* The problem:
The records below are to be duplicated character for character.

-- Opening Marker --

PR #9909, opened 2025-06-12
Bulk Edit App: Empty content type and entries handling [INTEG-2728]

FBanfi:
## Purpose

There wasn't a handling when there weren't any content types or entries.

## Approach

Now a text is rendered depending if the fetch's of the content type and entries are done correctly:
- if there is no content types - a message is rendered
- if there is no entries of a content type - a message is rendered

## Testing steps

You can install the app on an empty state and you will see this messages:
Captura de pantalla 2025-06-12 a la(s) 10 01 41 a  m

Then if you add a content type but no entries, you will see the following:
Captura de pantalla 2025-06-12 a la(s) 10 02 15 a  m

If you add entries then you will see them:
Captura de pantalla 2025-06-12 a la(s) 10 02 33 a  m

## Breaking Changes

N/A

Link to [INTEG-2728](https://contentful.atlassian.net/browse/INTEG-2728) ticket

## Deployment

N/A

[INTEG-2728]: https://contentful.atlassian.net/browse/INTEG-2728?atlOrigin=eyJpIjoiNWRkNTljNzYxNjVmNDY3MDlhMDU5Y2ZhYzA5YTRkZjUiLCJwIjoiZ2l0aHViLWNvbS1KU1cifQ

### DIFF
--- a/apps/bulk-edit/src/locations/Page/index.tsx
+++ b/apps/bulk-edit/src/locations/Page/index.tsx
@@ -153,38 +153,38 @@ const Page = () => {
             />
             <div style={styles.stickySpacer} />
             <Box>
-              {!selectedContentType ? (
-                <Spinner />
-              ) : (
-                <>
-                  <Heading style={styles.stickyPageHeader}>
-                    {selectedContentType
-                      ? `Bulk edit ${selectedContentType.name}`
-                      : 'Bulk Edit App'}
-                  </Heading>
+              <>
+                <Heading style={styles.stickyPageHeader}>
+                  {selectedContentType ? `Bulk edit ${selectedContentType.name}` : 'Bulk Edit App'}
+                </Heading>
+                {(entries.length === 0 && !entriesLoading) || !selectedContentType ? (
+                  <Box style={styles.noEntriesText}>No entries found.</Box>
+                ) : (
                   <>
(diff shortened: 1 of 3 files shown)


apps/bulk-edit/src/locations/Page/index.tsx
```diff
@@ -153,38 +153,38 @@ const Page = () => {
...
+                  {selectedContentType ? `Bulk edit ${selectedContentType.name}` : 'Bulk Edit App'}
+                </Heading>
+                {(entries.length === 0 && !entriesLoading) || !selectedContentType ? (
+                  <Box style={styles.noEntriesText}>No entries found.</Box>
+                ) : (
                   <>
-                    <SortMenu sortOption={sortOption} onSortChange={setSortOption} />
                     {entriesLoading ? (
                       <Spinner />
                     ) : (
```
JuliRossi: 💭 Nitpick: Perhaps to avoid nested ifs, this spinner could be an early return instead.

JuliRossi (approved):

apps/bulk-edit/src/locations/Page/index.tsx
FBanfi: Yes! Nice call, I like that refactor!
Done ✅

-- Closing Marker --

* Task output:
PR #9909, opened 2025-06-12
Bulk Edit App: Empty content type and entries handling [INTEG-2728]

FBanfi:
## Purpose

There wasn't a handling when there weren't any content types or entries.

## Approach

Now a text is rendered depending if the fetch's of the content type and entries are done correctly:
- if there is no content types - a message is rendered
- if there is no entries of a content type - a message is rendered

## Testing steps

You can install the app on an empty state and you will see this messages:
Captura de pantalla 2025-06-12 a la(s) 10 01 41 a  m

Then if you add a content type but no entries, you will see the following:
Captura de pantalla 2025-06-12 a la(s) 10 02 15 a  m

If you add entries then you will see them:
Captura de pantalla 2025-06-12 a la(s) 10 02 33 a  m

## Breaking Changes

N/A

Link to [INTEG-2728](https://contentful.atlassian.net/browse/INTEG-2728) ticket

## Deployment

N/A

[INTEG-2728]: https://contentful.atlassian.net/browse/INTEG-2728?atlOrigin=eyJpIjoiNWRkNTljNzYxNjVmNDY3MDlhMDU5Y2ZhYzA5YTRkZjUiLCJwIjoiZ2l0aHViLWNvbS1KU1cifQ

### DIFF
--- a/apps/bulk-edit/src/locations/Page/index.tsx
+++ b/apps/bulk-edit/src/locations/Page/index.tsx
@@ -153,38 +153,38 @@ const Page = () => {
             />
             <div style={styles.stickySpacer} />
             <Box>
-              {!selectedContentType ? (
-                <Spinner />
-              ) : (
-                <>
-                  <Heading style={styles.stickyPageHeader}>
-                    {selectedContentType
-                      ? `Bulk edit ${selectedContentType.name}`
-                      : 'Bulk Edit App'}
-                  </Heading>
+              <>
+                <Heading style={styles.stickyPageHeader}>
+                  {selectedContentType ? `Bulk edit ${selectedContentType.name}` : 'Bulk Edit App'}
+                </Heading>
+                {(entries.length === 0 && !entriesLoading) || !selectedContentType ? (
+                  <Box style={styles.noEntriesText}>No entries found.</Box>
+                ) : (
                   <>
(diff shortened: 1 of 3 files shown)


apps/bulk-edit/src/locations/Page/index.tsx
```diff
@@ -153,38 +153,38 @@ const Page = () => {
...
+                  {selectedContentType ? `Bulk edit ${selectedContentType.name}` : 'Bulk Edit App'}
+                </Heading>
+                {(entries.length === 0 && !entriesLoading) || !selectedContentType ? (
+                  <Box style={styles.noEntriesText}>No entries found.</Box>
+                ) : (
                   <>
-                    <SortMenu sortOption={sortOption} onSortChange={setSortOption} />
                     {entriesLoading ? (
                       <Spinner />
                     ) : (
```
JuliRossi: 💭 Nitpick: Perhaps to avoid nested ifs, this spinner could be an early return instead.

JuliRossi (approved):

apps/bulk-edit/src/locations/Page/index.tsx
FBanfi: Yes! Nice call, I like that refactor!
Done ✅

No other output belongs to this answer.